*Directions for this task*
Show each line from the records below in which the word "inspect" occurs.

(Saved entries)
Start of Block
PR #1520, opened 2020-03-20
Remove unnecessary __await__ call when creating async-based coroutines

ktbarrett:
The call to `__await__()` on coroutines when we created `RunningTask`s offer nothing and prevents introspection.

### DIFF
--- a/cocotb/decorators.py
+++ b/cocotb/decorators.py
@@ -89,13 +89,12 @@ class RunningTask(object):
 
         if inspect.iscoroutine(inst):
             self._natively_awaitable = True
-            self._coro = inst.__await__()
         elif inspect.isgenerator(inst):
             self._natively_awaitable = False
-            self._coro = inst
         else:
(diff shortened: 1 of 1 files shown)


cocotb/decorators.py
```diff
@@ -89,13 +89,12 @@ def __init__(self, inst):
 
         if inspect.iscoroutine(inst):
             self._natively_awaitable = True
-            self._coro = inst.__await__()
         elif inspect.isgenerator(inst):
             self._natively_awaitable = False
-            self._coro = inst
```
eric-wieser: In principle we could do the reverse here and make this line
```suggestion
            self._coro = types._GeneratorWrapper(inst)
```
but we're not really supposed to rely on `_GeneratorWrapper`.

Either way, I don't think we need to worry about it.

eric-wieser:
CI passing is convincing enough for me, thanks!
End of Block
Start of Block
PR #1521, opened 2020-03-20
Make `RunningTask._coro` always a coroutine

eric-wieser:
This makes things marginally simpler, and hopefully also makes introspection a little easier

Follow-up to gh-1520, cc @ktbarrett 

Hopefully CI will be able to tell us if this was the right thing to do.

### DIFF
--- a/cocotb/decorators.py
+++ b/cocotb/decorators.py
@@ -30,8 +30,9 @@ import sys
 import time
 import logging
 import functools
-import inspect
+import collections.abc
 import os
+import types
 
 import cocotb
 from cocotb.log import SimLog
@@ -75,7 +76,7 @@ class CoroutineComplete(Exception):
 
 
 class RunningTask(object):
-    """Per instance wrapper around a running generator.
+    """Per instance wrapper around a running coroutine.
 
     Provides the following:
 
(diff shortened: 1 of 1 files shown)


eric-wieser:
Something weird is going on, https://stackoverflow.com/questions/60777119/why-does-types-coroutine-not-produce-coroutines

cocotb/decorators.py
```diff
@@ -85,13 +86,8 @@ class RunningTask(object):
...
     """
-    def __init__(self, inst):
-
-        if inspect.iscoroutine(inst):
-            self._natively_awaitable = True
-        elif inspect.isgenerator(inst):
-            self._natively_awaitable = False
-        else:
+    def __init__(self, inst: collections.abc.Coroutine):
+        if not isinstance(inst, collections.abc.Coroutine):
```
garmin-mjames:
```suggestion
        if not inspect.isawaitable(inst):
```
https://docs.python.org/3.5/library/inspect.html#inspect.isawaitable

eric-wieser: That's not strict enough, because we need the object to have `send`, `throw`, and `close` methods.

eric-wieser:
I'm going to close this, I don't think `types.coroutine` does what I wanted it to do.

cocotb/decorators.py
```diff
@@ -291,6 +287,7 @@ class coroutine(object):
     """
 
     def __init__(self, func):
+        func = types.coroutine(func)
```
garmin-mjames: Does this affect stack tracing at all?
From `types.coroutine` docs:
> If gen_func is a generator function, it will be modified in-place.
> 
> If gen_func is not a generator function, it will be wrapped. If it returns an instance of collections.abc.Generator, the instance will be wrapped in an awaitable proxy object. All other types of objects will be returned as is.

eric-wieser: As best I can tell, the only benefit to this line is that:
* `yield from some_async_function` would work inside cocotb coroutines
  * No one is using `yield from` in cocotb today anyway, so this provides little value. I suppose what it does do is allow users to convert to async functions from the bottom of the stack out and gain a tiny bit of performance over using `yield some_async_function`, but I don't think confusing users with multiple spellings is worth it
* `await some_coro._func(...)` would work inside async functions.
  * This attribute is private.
End of Block
*Exercise solution*
         if inspect.iscoroutine(inst):
         elif inspect.isgenerator(inst):
         if inspect.iscoroutine(inst):
         elif inspect.isgenerator(inst):
-import inspect
-        if inspect.iscoroutine(inst):
-        elif inspect.isgenerator(inst):
        if not inspect.isawaitable(inst):
https://docs.python.org/3.5/library/inspect.html#inspect.isawaitable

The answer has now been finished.